Prospek Saham ERAA 2025: Ekspansi ke F&B & Kendaraan Listrik - Analis Rekomendasi BUY
PT Erajaya Swasembada Tbk (ERAA) secara agresif memperluas portofolio bisnisnya dengan melakukan diversifikasi ke sektor makanan dan minuman (F&B) serta kendaraan listrik (EV). Langkah strategis ini dilakukan untuk mencari sumber pendapatan baru di luar bisnis utama perangkat genggam.
Sebagai bagian dari ekspansi F&B, ERAA baru saja membuka dua gerai baru pada akhir Oktober 2025, yaitu concept store teh Chagee pertama di Bekasi dan gerai Paris Baguette di Depok, Jawa Barat. Pembukaan gerai baru ini menunjukkan komitmen perusahaan dalam menjalankan peta jalan ekspansinya.

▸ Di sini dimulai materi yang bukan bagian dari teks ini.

PR #89297, opened 2021-09-27
Remove Never variant from clean::Type enum

### LINKED ISSUE #89287: rustdoc: Remove `clean::Type::Never` in favor of always using `clean::PrimitiveType::Never`
It's trickier than it sounds; there's some weird rustdoc behavior with `Type::Never` that will need to be sorted out.

GuillaumeGomez:
Fixes #89287.

r? @camelid

### DIFF
--- a/src/librustdoc/clean/types.rs
+++ b/src/librustdoc/clean/types.rs
@@ -1396,7 +1396,6 @@ crate enum Type {
     Slice(Box<Type>),
     /// The `String` field is about the size or the constant representing the array's length.
     Array(Box<Type>, String),
-    Never,
     RawPointer(Mutability, Box<Type>),
     BorrowedRef {
         lifetime: Option<Lifetime>,
@@ -1462,7 +1461,6 @@ impl Type {
             }
             RawPointer(..) => Some(PrimitiveType::RawPointer),
             BareFunction(..) => Some(PrimitiveType::Fn),
-            Never => Some(PrimitiveType::Never),
             _ => None,
         }
     }
@@ -1550,7 +1548,6 @@ impl Type {
                 }
             }
             BareFunction(..) => PrimitiveType::Fn,
-            Never => PrimitiveType::Never,
             Slice(..) => PrimitiveType::Slice,
             Array(..) => PrimitiveType::Array,
             RawPointer(..) => PrimitiveType::RawPointer,
--- a/src/librustdoc/html/format.rs
+++ b/src/librustdoc/html/format.rs
@@ -761,6 +761,9 @@ fn fmt_type<'cx>(
             fmt::Display::fmt(&tybounds(bounds, lt, cx), f)
         }
         clean::Infer => write!(f, "_"),
+        clean::Primitive(clean::PrimitiveType::Never) => {
+            primitive_link(f, PrimitiveType::Never, "!", cx)
+        }
         clean::Primitive(prim) => primitive_link(f, prim, &*prim.as_sym().as_str(), cx),
         clean::BareFunction(ref decl) => {
             if f.alternate() {
@@ -819,7 +822,6 @@ fn fmt_type<'cx>(
                 primitive_link(f, PrimitiveType::Array, &format!("; {}]", Escape(n)), cx)
             }
         }
-        clean::Never => primitive_link(f, PrimitiveType::Never, "!", cx),
         clean::RawPointer(m, ref t) => {
             let m = match m {
                 hir::Mutability::Mut => "mut",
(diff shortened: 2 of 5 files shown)


src/librustdoc/clean/types.rs
```diff
@@ -1652,7 +1649,7 @@ impl PrimitiveType {
             sym::pointer => Some(PrimitiveType::RawPointer),
             sym::reference => Some(PrimitiveType::Reference),
             kw::Fn => Some(PrimitiveType::Fn),
-            sym::never => Some(PrimitiveType::Never),
+            sym::never | sym::never_type => Some(PrimitiveType::Never),
```
camelid, line 1652: `sym::never_type == "never_type"`, so this isn't right. I think you may need to add a `sym::bang == "!"` symbol.

src/librustdoc/html/format.rs
```diff
@@ -761,6 +761,9 @@ fn fmt_type<'cx>(
             fmt::Display::fmt(&tybounds(bounds, lt, cx), f)
         }
         clean::Infer => write!(f, "_"),
+        clean::Primitive(clean::PrimitiveType::Never) => {
+            primitive_link(f, PrimitiveType::Never, "!", cx)
+        }
```
camelid, line 766: Are there other places where there needs to be a special-case to replace `never` with `!`?

src/librustdoc/json/conversions.rs
```diff
@@ -417,13 +417,13 @@ impl FromWithTcx<clean::Type> for Type {
                 }
             }
             Generic(s) => Type::Generic(s.to_string()),
+            Primitive(clean::PrimitiveType::Never) => Type::Never,
```
camelid, line 420: Seems like the JSON format should be cleaned up to use `Type::Primitive("never")` instead of special-casing. Can you open an issue?

src/librustdoc/html/render/cache.rs
```diff
@@ -237,14 +237,14 @@ fn get_index_type_name(clean_type: &clean::Type, accept_generic: bool) -> Option
         }
         clean::DynTrait(ref bounds, _) => get_index_type_name(&bounds[0].trait_, accept_generic),
         clean::Generic(s) if accept_generic => Some(s),
+        clean::Primitive(clean::PrimitiveType::Never) => None,
```
camelid, line 240: I don't think this is right. `clean::Primitive(clean::PrimitiveType::Never)` _was_ used before this change; I think it was used for things like the `primitive.never.html` page. This change seems like it'll break searching for `never`. I think you can just remove this line and let the existing `clean::Primitive(ref p)` match arm handle it.

camelid (changes requested):

camelid:
(Why did you label this PR `A-rustdoc-json`? I removed it because this PR doesn't currently affect the JSON output.)

GuillaumeGomez:
> (Why did you label this PR `A-rustdoc-json`? I removed it because this PR doesn't currently affect the JSON output.)

I don't remember doing it, weird...

src/librustdoc/clean/types.rs
GuillaumeGomez: Good point!

src/librustdoc/html/format.rs
GuillaumeGomez: Normally they're all here.

src/librustdoc/json/conversions.rs
GuillaumeGomez: Opened https://github.com/rust-lang/rust/issues/89349.

src/librustdoc/html/render/cache.rs
GuillaumeGomez: I can confirm that it works perfectly fine as is.

src/librustdoc/clean/types.rs
GuillaumeGomez: Fixed.

src/librustdoc/clean/types.rs
```diff
@@ -1652,7 +1649,7 @@ impl PrimitiveType {
             sym::pointer => Some(PrimitiveType::RawPointer),
             sym::reference => Some(PrimitiveType::Reference),
             kw::Fn => Some(PrimitiveType::Fn),
-            sym::never => Some(PrimitiveType::Never),
+            sym::never | sym::bang => Some(PrimitiveType::Never),
```
camelid, line 1652: Unfortunately, I'm pretty sure this is still incorrect. `sym::bang == "bang"`; notice that it's in the `Symbols {` section of `rustc_span::symbol`.

GuillaumeGomez: I'll just remove this change as it's unneeded in this PR.

src/librustdoc/html/render/cache.rs
GuillaumeGomez: It was unneeded as well, removed this case too.

GuillaumeGomez:
Updated!

PR #2983, opened 2025-03-12
Wizard: add/rm firstboot service based on state

avitova:
I noticed there is a bug that does not show a relevant list of services that we create on user's behalf.

How to reproduce:
1. start creating a blueprint with a first boot script
2. go to the review step - the custom-first-boot service is not displayed there, but we are adding it on user's behalf
3. click on "Edit blueprint"
4. go to First boot step and remove the script
5. go to the review step - the custom-first-boot service is displayed there, but we will remove it after clicking "edit"

Overall, I thought that the code in requestMapper was a bit unclear, and I needed to do something similar for the Satellite follow-up, so I was digging deeper, and found a small bug.
Let me know what you think. I tried to prevent the code from removing/adding service in case we just edit an existing script.

### DIFF
--- a/src/Components/CreateImageWizard/steps/FirstBoot/index.tsx
+++ b/src/Components/CreateImageWizard/steps/FirstBoot/index.tsx
@@ -12,8 +12,11 @@ import {
   HelperTextItem,
 } from '@patternfly/react-core';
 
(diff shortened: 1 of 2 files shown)


regexowl (approved):
This works beautifully. Thank you for cleaning up the code :heart:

Rekomendasi Analis: Beli Saham ERAA dengan Target Harga Rp600
Menyikapi langkah ekspansi ini, analis dari UOB Kay Hian, Willinoy Sitorus, menilai prospek Erajaya untuk paruh kedua tahun 2025 tetap solid. UOB Kay Hian secara konsisten mempertahankan rekomendasi BUY untuk saham ERAA dengan target harga yang ditetapkan sebesar Rp600 per saham.
Rekomendasi beli ini didasarkan pada rasio Price-to-Earnings (PE) sebesar 7,7 kali, yang sejalan dengan rata-rata historis saham ERAA pada periode 2020–2025. Keyakinan ini juga dilandasi oleh proyeksi pertumbuhan penjualan yang solid dan kesuksesan ekspansi vertikal perusahaan sepanjang tahun 2025.
Diversifikasi F&B: Strategi Raih Margin Lebih Tinggi
Willinoy menambahkan bahwa lini bisnis Food and Nourishment, yang mencakup Chagee, Paris Baguette, dan merek F&B lainnya, menunjukkan perkembangan yang positif dengan pembukaan gerai baru sesuai jadwal. Diversifikasi ke sektor F&B dinilai sebagai langkah strategis Erajaya untuk memperoleh margin yang lebih tinggi dibandingkan dengan bisnis smartphone.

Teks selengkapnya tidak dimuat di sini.